Wednesday, July 11, 2018

Soil : Till vs No-Till

The past couple days I've been super enthusiastic about getting the garden going full speed ahead. So after preparing a couple of garden sections for replanting, I decided to lightly till under one of the adjacent macadamia nut trees in order to plant a ground cover there. There's some background......

10 years ago I planted some baby macadamia nut trees. I did nothing the change or improve the soil, I simply planted the trees. Since that time I have done no tilling around the trees at all. But I have kept a constant mulch covering. Sometimes it is grass clippings. At other times it's compost. I'd venture to guess that fresh mulch was added 4 to 6 times a year, as needed to keep the ground covered. About twice a year I watered the trees well with manure tea made from composted manures. I sometimes also used diluted urine solution, but I honestly don't recall how often it was applied. 

So today I raked off the mulch and tilled the top couple inches. I was surprised to see that the soil didn't look much different than when I started 10 years ago. Even with all that applied mulch, the soil was still light red and very cindery. It was granular and did not have visual organic content. Only the top 1/2" right under the mulch was dark and looking like garden soil. 

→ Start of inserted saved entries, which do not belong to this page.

PR #70340, opened 2026-07-23
Validate DatabricksSQLStatementsSensor statement fields after rendering

1fanwang:
`statement` and `statement_id` are template fields, so they are rendered after `__init__` runs. The constructor enforced their mutual exclusivity and presence there, acting on the un-rendered Jinja expressions — so a templated `statement_id` couldn't resolve before the check ran. Move both checks into `execute()`. The `warehouse_id` check reads no template field and stays in `__init__`.

related: #70296

<details><summary>Testing Done</summary>

New parametrized `test_statement_combination_validated_at_execute` covers both branches (both provided / neither provided) and asserts the `AirflowException` now surfaces from `execute()`. Both fail on the pre-fix source (the constructor raises first) and pass after. `test_databricks.py` (sensors): 22 passed. `validate_operators_init.py` exits 0; the `raise AirflowException` count is unchanged.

Above, the lighter colored soil that I'm pointing to is a small handful taken from under the macnut tree. I poured it atop the garden soil, only 2 feet away, then took the photo. The garden soil is obviously darker in color, it is crumbly and full of organic material. It feels and smells like good garden soil. It feels nicely moist. The light reddish soil is gritty, dry, appears to contain no organic material. The color contrast is significant. 

I was under the impression that by not tilling or digging, but rather by using top dressing alone, one would improve their soil via the no-till method. I've seen that claim published in numerous discussions of no-till. Hhmmmmm. That doesn't appear to be the case for my type of soil. Top dressing and the use of manure teas did not enhance the appearance of the soil around the macadamia trees. 

This little observation just reinforces my belief that light tilling combined with mulch and compost applications creates better soil for me than using no-till methods being touted by the latest fad in gardening. No-till very well may work in other situations, but it surely isn't doing the trick for this farm....at least not in this stage of development. I'm sticking with my compost piles and tiller. 

3 comments:

  1. Compost & mulch, yes, but why till? How deep is the soil? Don't you have lots of lava down below?

    ReplyDelete
  2. I think it may depend a lot on the type of soil how well top-dressing works. Our sand (medit climate South Africa) is very well... sandy, and if I incorporate compost it returns back to sand super fast, but if I layer horse/alpaca manure + leaves/branches + straw-- the stuff I can get for free-- after about 2years the soil around my trees is transformed even about a foot down.

    ReplyDelete
    Replies
    1. Full Circle Farm in N. Flordia had the same conditions. Their problem was no water retention because the rain sank into the deep sand. Dennis used rotational grazing and after a decade had a foot of humas rich topsoil that retained water. They have milk cows, goats, chickens.
      You got that sooner by tilling & burying organic? Is that correct? How many times a year did you till? How deep? I have heard of burying logs once and leaving the soil alone, to overcome hard clay, done by M. Fukaoka in Japan.